The task - Your task is to copy the stretch of lines in the records below that begins with the line containing "beta01) | Result |" and ends with the line containing "Issue #134, opened 2026-06-17", exactly as written, with nothing added.

[Dataset entries]
•••

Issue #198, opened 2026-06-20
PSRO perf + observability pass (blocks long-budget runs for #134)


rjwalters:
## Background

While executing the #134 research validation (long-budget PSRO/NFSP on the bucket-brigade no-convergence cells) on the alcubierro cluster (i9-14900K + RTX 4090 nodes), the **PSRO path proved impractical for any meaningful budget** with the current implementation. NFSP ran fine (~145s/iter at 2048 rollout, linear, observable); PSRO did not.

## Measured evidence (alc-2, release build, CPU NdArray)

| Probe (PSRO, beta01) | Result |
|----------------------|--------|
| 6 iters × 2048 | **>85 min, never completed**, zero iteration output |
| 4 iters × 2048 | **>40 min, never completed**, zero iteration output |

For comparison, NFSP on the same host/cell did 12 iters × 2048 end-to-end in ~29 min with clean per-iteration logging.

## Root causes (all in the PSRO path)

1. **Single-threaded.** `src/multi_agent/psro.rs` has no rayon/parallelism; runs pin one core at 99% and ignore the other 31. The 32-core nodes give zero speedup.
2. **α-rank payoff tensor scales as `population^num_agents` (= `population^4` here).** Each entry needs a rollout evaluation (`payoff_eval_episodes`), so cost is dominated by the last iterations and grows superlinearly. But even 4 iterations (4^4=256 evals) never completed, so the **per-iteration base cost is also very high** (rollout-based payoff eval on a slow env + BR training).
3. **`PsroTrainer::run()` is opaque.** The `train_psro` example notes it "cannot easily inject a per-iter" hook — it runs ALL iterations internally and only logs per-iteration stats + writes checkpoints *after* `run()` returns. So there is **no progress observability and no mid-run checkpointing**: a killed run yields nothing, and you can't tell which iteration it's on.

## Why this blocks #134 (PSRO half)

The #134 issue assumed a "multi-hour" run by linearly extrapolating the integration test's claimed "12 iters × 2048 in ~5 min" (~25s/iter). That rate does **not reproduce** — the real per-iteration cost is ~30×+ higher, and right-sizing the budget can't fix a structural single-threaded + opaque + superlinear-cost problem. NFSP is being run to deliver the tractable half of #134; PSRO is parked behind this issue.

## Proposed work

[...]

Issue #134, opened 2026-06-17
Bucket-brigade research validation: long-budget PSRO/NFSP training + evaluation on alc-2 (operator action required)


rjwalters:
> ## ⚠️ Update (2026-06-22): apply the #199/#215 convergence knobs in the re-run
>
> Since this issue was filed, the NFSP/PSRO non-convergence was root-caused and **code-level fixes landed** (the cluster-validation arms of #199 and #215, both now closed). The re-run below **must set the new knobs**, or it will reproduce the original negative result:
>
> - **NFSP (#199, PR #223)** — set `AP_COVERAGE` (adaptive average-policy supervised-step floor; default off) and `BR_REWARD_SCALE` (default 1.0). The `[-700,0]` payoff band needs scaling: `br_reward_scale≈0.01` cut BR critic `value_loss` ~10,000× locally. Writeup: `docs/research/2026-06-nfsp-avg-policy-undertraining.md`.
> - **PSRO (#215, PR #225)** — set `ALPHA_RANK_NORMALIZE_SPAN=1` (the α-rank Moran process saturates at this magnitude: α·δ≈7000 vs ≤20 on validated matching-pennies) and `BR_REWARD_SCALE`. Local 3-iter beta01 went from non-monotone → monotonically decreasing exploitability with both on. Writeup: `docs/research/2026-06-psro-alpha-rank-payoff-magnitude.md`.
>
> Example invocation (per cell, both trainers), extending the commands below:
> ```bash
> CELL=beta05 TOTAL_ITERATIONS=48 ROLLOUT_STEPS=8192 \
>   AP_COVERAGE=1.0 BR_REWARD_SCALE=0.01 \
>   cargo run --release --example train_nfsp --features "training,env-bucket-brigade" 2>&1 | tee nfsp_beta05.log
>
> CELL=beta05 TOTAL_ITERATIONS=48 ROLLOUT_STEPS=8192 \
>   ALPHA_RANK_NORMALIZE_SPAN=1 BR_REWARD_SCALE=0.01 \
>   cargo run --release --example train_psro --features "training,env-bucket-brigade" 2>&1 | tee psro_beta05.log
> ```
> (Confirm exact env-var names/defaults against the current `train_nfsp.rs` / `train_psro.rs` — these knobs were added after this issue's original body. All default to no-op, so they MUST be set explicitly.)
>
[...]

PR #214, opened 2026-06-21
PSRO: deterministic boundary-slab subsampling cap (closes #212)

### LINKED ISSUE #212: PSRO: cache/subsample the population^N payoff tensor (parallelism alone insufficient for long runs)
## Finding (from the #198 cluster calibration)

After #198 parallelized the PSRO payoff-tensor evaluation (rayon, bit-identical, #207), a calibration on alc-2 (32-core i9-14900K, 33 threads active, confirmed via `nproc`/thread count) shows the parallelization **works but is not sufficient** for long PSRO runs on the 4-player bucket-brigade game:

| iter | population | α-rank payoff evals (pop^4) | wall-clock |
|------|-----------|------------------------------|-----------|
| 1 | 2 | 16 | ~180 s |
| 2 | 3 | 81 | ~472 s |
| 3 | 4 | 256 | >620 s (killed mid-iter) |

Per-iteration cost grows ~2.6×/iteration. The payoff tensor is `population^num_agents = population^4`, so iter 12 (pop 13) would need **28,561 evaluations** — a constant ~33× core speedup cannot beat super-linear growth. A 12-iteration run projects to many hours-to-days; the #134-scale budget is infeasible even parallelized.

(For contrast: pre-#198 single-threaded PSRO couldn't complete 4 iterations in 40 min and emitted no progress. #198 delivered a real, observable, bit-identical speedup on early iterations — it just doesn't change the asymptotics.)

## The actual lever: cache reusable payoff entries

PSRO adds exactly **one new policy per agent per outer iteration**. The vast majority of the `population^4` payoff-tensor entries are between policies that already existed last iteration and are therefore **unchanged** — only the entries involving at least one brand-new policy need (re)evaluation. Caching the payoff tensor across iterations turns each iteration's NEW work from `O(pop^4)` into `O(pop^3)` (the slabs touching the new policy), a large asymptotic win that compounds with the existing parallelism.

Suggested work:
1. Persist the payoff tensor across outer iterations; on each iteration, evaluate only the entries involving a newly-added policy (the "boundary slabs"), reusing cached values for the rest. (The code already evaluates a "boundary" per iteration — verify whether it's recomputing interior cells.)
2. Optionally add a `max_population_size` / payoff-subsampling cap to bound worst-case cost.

•••

Solution to the problem -
| Probe (PSRO, beta01) | Result |
|----------------------|--------|
| 6 iters × 2048 | **>85 min, never completed**, zero iteration output |
| 4 iters × 2048 | **>40 min, never completed**, zero iteration output |

For comparison, NFSP on the same host/cell did 12 iters × 2048 end-to-end in ~29 min with clean per-iteration logging.

## Root causes (all in the PSRO path)

1. **Single-threaded.** `src/multi_agent/psro.rs` has no rayon/parallelism; runs pin one core at 99% and ignore the other 31. The 32-core nodes give zero speedup.
2. **α-rank payoff tensor scales as `population^num_agents` (= `population^4` here).** Each entry needs a rollout evaluation (`payoff_eval_episodes`), so cost is dominated by the last iterations and grows superlinearly. But even 4 iterations (4^4=256 evals) never completed, so the **per-iteration base cost is also very high** (rollout-based payoff eval on a slow env + BR training).
3. **`PsroTrainer::run()` is opaque.** The `train_psro` example notes it "cannot easily inject a per-iter" hook — it runs ALL iterations internally and only logs per-iteration stats + writes checkpoints *after* `run()` returns. So there is **no progress observability and no mid-run checkpointing**: a killed run yields nothing, and you can't tell which iteration it's on.

## Why this blocks #134 (PSRO half)

The #134 issue assumed a "multi-hour" run by linearly extrapolating the integration test's claimed "12 iters × 2048 in ~5 min" (~25s/iter). That rate does **not reproduce** — the real per-iteration cost is ~30×+ higher, and right-sizing the budget can't fix a structural single-threaded + opaque + superlinear-cost problem. NFSP is being run to deliver the tractable half of #134; PSRO is parked behind this issue.

## Proposed work

[...]

Issue #134, opened 2026-06-17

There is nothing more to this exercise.